Spatial Discrimination Loss. The reason we used sigmoid cross entropy loss during training instead of softmax loss as in semantic segmentation is that there are many concepts whose masks are overlapping with each other. It is especially common for objects and their parts. For example, the mask of face is always covered by the mask of person. Using softmax loss therefore would discourage the mask predictions on those concepts one way or another. At the same time, there are still many cases where the masks of two concepts never overlap. To utilize such spatial relationships between label pairs and make training of the attention maps more discriminative, we propose a novel auxiliary loss for discriminating those spatially non-overlapping concepts, referred to as spatial discriminative loss, to discourage high responses for spatially conflicting concepts occuring at the same time.

In particular, we calculate the mask overlap ratio between every co-occurred concept pair in the training data:

$$\begin{aligned} O(i, j) = \frac{\sum _n |a_n(i) \cap a_n(j)|}{\sum _n |a_n(i)|} \end{aligned}$$
(3)

where \(a_n(i)\) is the mask of the i-th concept in image n, and \(|a_n(i) \cap a_n(j)|\) is the overlapping area of between concepts i and j. Here image n has to include both i and j concepts to avoid impact of incomplete annotation. Note that the mask overlap ratio is non-symmetric. In the supplementary material, we show a subset of the overlap ratio matrix O(ij).

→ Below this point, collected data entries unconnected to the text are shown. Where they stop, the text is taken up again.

PR #633, opened 2022-12-08
Add .source and .revision sensors for tasks

bmerry:
The data for these are taken from Docker labels that Jenkins (both SDP and CBF) provides when it builds the images. To handle this, the ImageLookup framework needed to be reworked to return an object describing the image rather than just a string.

There is also some rework of the `.host` and `.version` sensors to make them behave more uniformly relative to the `.state` and `.mesos-state` sensors.

When in interface mode, these sensors will exist, but will have unknown values since there are no Docker images involved.

This does not yet provide these sensors for product controllers. That will need some rework in the master controller Zookeeper schema.


james-smith-za (approved):
Can't see any obvious problems, but I'm somewhat out of my depth with how the controller actually works.

PR #635, opened 2022-12-09
Convert mypy to a pre-commit local hook

bmerry:
This means it will be run on the installed virtualenv rather than creating it's own isolated one, and hence has access to the dependencies for type checking.

Also update mypy to the latest version, because the previous one was giving an internal error.

### DIFF
--- a/src/katsdpcontroller/master_controller.py
+++ b/src/katsdpcontroller/master_controller.py
@@ -254,10 +254,9 @@ class ProductManagerBase(Generic[_P]):
         self._image_resolver_factory = image_resolver_factory
         self._rewrite_gui_urls = rewrite_gui_urls
 
-    @abstractmethod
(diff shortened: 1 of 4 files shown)


src/katsdpcontroller/master_controller.py
```diff
@@ -254,10 +254,9 @@ def __init__(self, args: argparse.Namespace, server: aiokatcp.DeviceServer,
         self._image_resolver_factory = image_resolver_factory
         self._rewrite_gui_urls = rewrite_gui_urls
 
-    @abstractmethod
```
bmerry, line 257: mypy was complaining that subclasses were using `super()` to call the abstract method. I think it reckons abstract methods should be pure virtual.

ludwigschwardt (approved):

PR #636, opened 2022-12-12
Add .source and .revision sensors for product controllers

bmerry:
To support this, the Zookeeper schema for persisting product controller information over MC restarts is updated to version 5, holding a JSON representation of the Image class. Support for versions 1-3 is removed to simplify the code (they're ancient and not needed since there are no running product controllers using them). If a v4 product controller is loaded when the MC starts up, it uses a somewhat hacky approach to synthesize an Image object (Image.from_path method).

Closes NGC-841.

- [x] Re-test the final modifications in the lab once the link to site is working again


james-smith-za (approved):
I don't see any obvious problems, but my general lack of knowledge of how the master controller works is my weakness here.

richarms (approved):

PR #81, opened 2020-03-09
Relaxed the type of view func

Thecentury:
Now it allows for the viewFunc to return just an IView, which can be useful when e.g. viewFunc returns two different control types depending on the condition.


Thecentury:
@JaggerJo Hi Joshua, I've fixed the build. Code became a bit more difficult now, but at allows to reach the goal.

JaggerJo:
LGTM, Thanks for the contribution!

PR #83, opened 2020-03-13
Two subscriptions considered different if either of them captures state

Thecentury:
Fixed the issue with two subscriptions that capture state to be equal.

### DIFF
--- a/src/Avalonia.FuncUI/Types.fs
+++ b/src/Avalonia.FuncUI/Types.fs
@@ -75,11 +75,13 @@ module Types =
                 match other with
                 | :? Subscription as other -> 
                     this.name = other.name &&
-                    this.funcType = other.funcType
+                    this.funcType = other.funcType &&
+                    not this.funcCapturesState &&
+                    not other.funcCapturesState
                 | _ -> false
                 
             override this.GetHashCode () =
-                (this.name, this.funcType).GetHashCode()
+                (this.name, this.funcType, this.funcCapturesState).GetHashCode()
                                
     type IAttr =
         abstract member UniqueName : string
--- a/src/Avalonia.FuncUI.UnitTests/LibTests.fs
+++ b/src/Avalonia.FuncUI.UnitTests/LibTests.fs
@@ -1,6 +1,9 @@
 ﻿namespace Avalonia.FuncUI.UnitTests
 
+open System
+open System.Threading
 open Avalonia.FuncUI.Library
+open Avalonia.FuncUI.Types
 open Xunit
 
 module Library =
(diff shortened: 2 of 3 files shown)


Thecentury:
Hi @JaggerJo, I don't know whether there are notifications from Github PRs, so letting you know about this PR just in case.

JaggerJo:
@Thecentury Thanks for the PR. I hope I will find time to look at this tomorrow. (BTW. did not get a notification - normally I check every day but I'm currently moving)

src/Avalonia.FuncUI/Types.fs
```diff
@@ -75,11 +75,13 @@ module Types =
...
                     this.name = other.name &&
-                    this.funcType = other.funcType
+                    this.funcType = other.funcType &&
+                    not this.funcCapturesState &&
+                    not other.funcCapturesState
                 | _ -> false
                 
             override this.GetHashCode () =
-                (this.name, this.funcType).GetHashCode()
+                (this.name, this.funcType, this.funcCapturesState).GetHashCode()
```
JaggerJo: looks good

src/Avalonia.FuncUI/Types.fs
```diff
@@ -75,11 +75,13 @@ module Types =
                 match other with
                 | :? Subscription as other -> 
                     this.name = other.name &&
-                    this.funcType = other.funcType
+                    this.funcType = other.funcType &&
+                    not this.funcCapturesState &&
```
JaggerJo: not sure if this is the right thing here.

In theory if a function that captures state should be of a different type than a function that doesn't (Because the compiler will generate a different class as far as I know). 

With this equals implementation two subscriptions that are basically equal will return false.

```fsharp
let sub = {
    Subscription.name = "sub"
    subscribe = fun _ -> new CancellationTokenSource()
    func = dlgt
    funcCapturesState = true
    funcType = typeof<int>
}

sub.Equals(sub) // this returns false
```

> x.Equals(x) returns true.
[microsoft docs](https://docs.microsoft.com/en-us/previous-versions/ms173147(v=vs.90)?redirectedfrom=MSDN)

JaggerJo: Sorry that I haven't merged your PR and also did not came up with a fix myself. I'm currently rethinking the whole subscription model and am trying to come up with a better implementation that doesn't require to patch basically all subscriptions on every view update.

There is another issue with subscriptions that leads to a loop of (patch -> render -> patch -> ..) because presubscription of a property invokes the subscription once.

Thecentury: I think here https://github.com/Thecentury/Avalonia.FuncUI/commit/07df113485870ea51a7006093040393ddff1d741 in two subsequent calls of the view function `funcType` was the same, otherwise there would be no problem.

Thecentury: >  I'm currently rethinking the whole subscription model

Nice to hear that :)

My fix is indeed a shallow one.

PR #88, opened 2020-03-18
New concept subscription handling

JaggerJo:


JaggerJo:
Hey @Thecentury,

could you take a look ?

This is not a ready to merge PR at all, but implements a new concept of determining when a subscriptions need to be patched.

# How ?:
Every Subscription now has a `scope` field (need to find a better name) and if that changes the subscription needs to be patched. Thats it.

```fsharp
// will still work, but not be patched
Button.onClick (fun _ -> 
    // do something
)
```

With the overlap ratio matrix O(ij), a training example of a concept i can serve as a negative training example of its non-overlapping concept j, i.e., for a particular location in the image, the output for concept j should be 0 if the ground-truth for concept i is 1. To soften the constraint, we further weight the auxiliary loss based on the overlap ratio, where the weight \(\gamma \) is calculated as:

$$\begin{aligned} \gamma _{ij} = \left\{ \begin{matrix} 1- O(i, j), &{} \text { if}\; \; O(i, j) < 0.5\\ 0, &{} \text {otherwise} \end{matrix}\right. \end{aligned}$$
(4)

4.3 Label Agnostic Segmentation Network

Our attention map refinement network now can predict low resolution attention map for an arbitrary concept using its word vector representation. To further obtain the mask of the concept with higher resolution and better boundary quality, we train a label agnostic segmentation network that takes the original image and the attention map as input, and generates a segmentation mask without knowing the concept, as shown in Fig. 2 stage 3. Since the goal of the segmentation network is to generate foreground segmentation mask given the prior knowledge of attention map, the segmentation network can generalize to unseen concepts, even though it is entirely trained on COCO-80 with only 80 object classes.

To segment the masks at different scales, we generate multiple attention maps by feeding the embedding network with different input image sizes (300 and 700 in our experiments). The resultant attention maps are then upsampled to serve as the extra input channel to the segmentation network along with the image.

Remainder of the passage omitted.